# Training Facility in Auburn, WA.



## Wendi (Jul 2, 2012)

I found this facility tonight while on Facebook. This place looks amazing! I think I am going to contact them about doing obedience classes with them, good price for my area too.

I know a long shot, but anyone locally go here? http://www.argusranch.com/ http://www.facebook.com/ArgusRanch

Found this on their trivia page...
# The first search and rescue dog on the scene of the
World Trade Center disaster on September 11. 2001, 
was Bear, an 11 year old Golden Retriever. He began recovery
efforts immediately, working 18 hour days in the beginning.

PET'S TEN COMMANDMENTS......... 

1. My life is likely to last 10-15 years. Any separation from you is likely to be painful. 

2. Give me time to understand what you want of me 

3. Place your trust in me. It is crucial for my well-being. 

4. Don't be angry with me for long and don't lock me up as punishment. You have your work, your friends, your entertainment, but I have only you. 

5. Talk to me. Even if I don't understand your words, I do understand your voice when speaking to me. 

6. Be aware that however you treat me, I will never forget it. 

7. Before you hit me, before you strike me, remember that I could hurt you, and yet, I choose not to bite you. 

8. Before you scold me for being lazy or uncooperative, ask yourself if something might be bothering me. Perhaps I'm not getting the right food, I have been in the sun too long, or my heart might be getting old or weak. 

9. Please take care of me when I grow old. You too, will grow old. 

10. On the ultimate difficult journey, go with me please. Never say you can't bear to watch. Don't make me face this alone. Everything is easier for me if you are there, because I love you so. 


~Now please pass this on to other pet owners. We do not have to wait for Heaven, to be surrounded by hope, love, and joyfulness. It is here on earth and has four legs!


----------



## Vhuynh2 (Feb 13, 2012)

I haven't heard of them but it looks like a nice place!


----------



## spruce (Mar 13, 2008)

we've viewed agility matches there. Nice place.


----------



## newport (Aug 8, 2011)

HI! I live near you! Lola is 2 but I bet she would love to go to class!


----------



## quilter (Sep 12, 2011)

I met a woman that drives from eastern Washington over the mountains to take agility classes there. I hope to take classes there, someday, when my dog likes the car a little better. But, no, I haven't taken classes there yet.


----------



## Vhuynh2 (Feb 13, 2012)

I would love to take agility there too! It's much cheaper than the other place I was looking at in Maple Valley. We currently train in obedience in Sammamish. 

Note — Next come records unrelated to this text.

PR #1064, opened 2026-07-28
feat: #1063 1063-problem-generacy-cloud-887

christrudelpw:
## Summary

Closes #1063

---


christrudelpw (commented):
Review of generacy-ai/generacy#1064 — 1 finding(s), 1 blocking.

packages/cluster-relay/src/messages.ts
```diff
@@ -357,6 +371,27 @@ const TierInfoMessageSchema = z.object({
...
+//   wroteDoc:  'created' | 'rebound'
+// .passthrough() preserves unknown top-level fields (Q1=A / FR-002) so future
+// cloud additions do not require a coordinated cluster release.
+const ClusterCockpitReplyMessageSchema = z
+  .object({
+    type: z.literal('cluster.cockpit.reply'),
+    timestamp: z.string(),
+    frameId: z.string().nullable(),
+    frameType: z.string(),
+    gateId: z.string().min(1),
```
christrudelpw: **BLOCKING** `gateId: z.string().min(1)` rejects the empty gateId the cloud deliberately sends on the unknown-subtype reply, so that reply fails to parse and produces `Invalid relay message, skipping` — this issue's exact bug, surviving on the one path that matters most during a rollout.

**Failure scenario:** The merged cloud code (generacy-cloud `develop`, `message-handler.ts`, from #890 / `a6944bf4`) builds the unknown-subtype reply with an explicitly best-effort, possibly-empty gateId:

    const bestEffortGateId = typeof data.gateId === 'string' ? (data.gateId as string) : '';
    const reply: ClusterCockpitReplyMessage = {
      type: 'cluster.cockpit.reply',
      frameId,
      accepted: false,
      frameType: 'unknown',
      gateId: bestEffortGateId,   // <-- '' when the frame carried none
      ...
    };

Its own tests pin this (`message-handler.test.ts` asserts `gateId: ''` for the no-gateId case).

`.min(1)` rejects `''`, so `RelayMessageSchema.safeParse` fails, `parseRelayMessage` returns null, and `relay.ts` logs `Invalid relay message, skipping`. That is precisely the symptom this issue exists to remove — reached via a field constraint instead of a missing union member.

And it lands on the worst possible path. The unknown-subtype reply exists specifically for the newer-cluster / older-cloud rollout window, or for a cloud that adds a subtype this cluster does not know. So the message designed to keep that window observable is the one message the cluster will drop and mislabel.

This is the same class as the Q2 answer: an over-strict validator on a field the sender treats loosely. Q2 loosened three enums for exactly this reason; `.min(1)` is the same mistake in a different shape, and it slipped through because the spec talked about enums rather than about constraints generally.

Fix: `gateId: z.string()` — drop `.min(1)`. Consider also asserting the empty-gateId case in `messages.test.ts`, since the cloud has a test pinning that it sends one.

Everything else in this PR matches the approved answers and is correct: `.passthrough()` (Q1=A), all three of `frameType` / `reason` / `wroteDoc` as `z.string()` (Q2=A), the structural `return` before the handler fanout with a comment explaining why (Q3=A), and the full parsed message at `debug` on the happy path with FR-005's enumerated set at `info` on `accepted: false` (Q4=C).

christrudelpw: Addressed in 2e1512b6 — please review, and re-open this thread if it still falls short.

christrudelpw (commented):
Round 2 — blocking finding resolved. Approving (posted as COMMENT; GitHub refuses APPROVE on a self-authored PR).

`gateId: z.string().min(1)` → `z.string()`, with a comment naming *why* the empty string is legitimate rather than just asserting it, plus a regression test that pins the cloud's unknown-subtype reply shape. That test is the part that matters: it makes the constraint un-reintroducible by someone tightening the schema for tidiness, because the test names the sender and the scenario.

Verified against the merged cloud source (`services/api/src/services/relay/message-handler.ts:831`):

```ts
const bestEffortGateId = typeof data.gateId === 'string' ? (data.gateId as string) : '';
```

The rest of the PR is unchanged and still matches the approved clarification answers: `.passthrough()` (Q1=A), all three tolerance fields as bare `z.string()` (Q2=A), the structural `return` before handler fanout in `relay.ts` (Q3=A), full message at `debug` with the enumerated drop set at `info` (Q4=C).

**Non-blocking, test fidelity.** The new fixture sends `reason: 'unknown-subtype'`, but the cloud sends `reason: 'invalid-payload'` on this exact path. Functionally irrelevant — `reason` is an open string by design — but the test comment cites the cloud handler as its source, so a future reader diffing the two will find a field that doesn't match. Worth aligning the literal next time this file is touched; not worth a round on its own.

One note for the rest of the #1059 wiring: the `.min(1)` slip is the same class of defect as the one Q2 was written to prevent — an over-strict validator on a field the sender treats loosely. Q2 framed tolerance in terms of *enums*, so a length constraint on a plain string read as unrelated. When reviewing the remaining union members, check every constraint against what the sender actually emits, not just the enum-shaped ones.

Sent from my iPhone using Petguide.com Free App


----------



## Wendi (Jul 2, 2012)

I live in Auburn. I am going to drive out there this weekend just to see how close it is and email the instructor about maybe watching a class.

Beautiful facility that's for sure!


----------



## leonidas7 (Sep 20, 2011)

I've never been there but it seems like a nice facility, I've been training Leo on my own since he was a puppy but I wonder if I could still take him for classes there? Not quite sure what level he would be placed in since he knows all the basic commands and some more.


----------



## Allie (Nov 30, 2008)

I will have to check this place out! I just got a puppy and yes I could use some obedience classes oh yeah it's for the dogs.. hehe.


----------



## leonidas7 (Sep 20, 2011)

Allie said:


> I will have to check this place out! I just got a puppy and yes I could use some obedience classes oh yeah it's for the dogs.. hehe.


For the longest time we contemplated on enrolling Leo into puppy classes but he was such a fast learner we ended up tackling the training on our own. How old is your pup?


----------



## Allie (Nov 30, 2008)

Bailey is 4 months old. I took her for a walk today and she is 'getting it' like heel and sit. Her breeder must of done a bit of work with her. She is almost completely house-trained and walking on leash is going well.
If I go for obedience classes I will probably wait until secondary type - I think she will get basic training pretty well.


----------



## quilter (Sep 12, 2011)

Allie - My favorite place in the area, so far, is Seattle Humane Society in Bellevue. 

I also got a lot of recommendations for River Dog in Issaquah, but it was too long a drive for us.


----------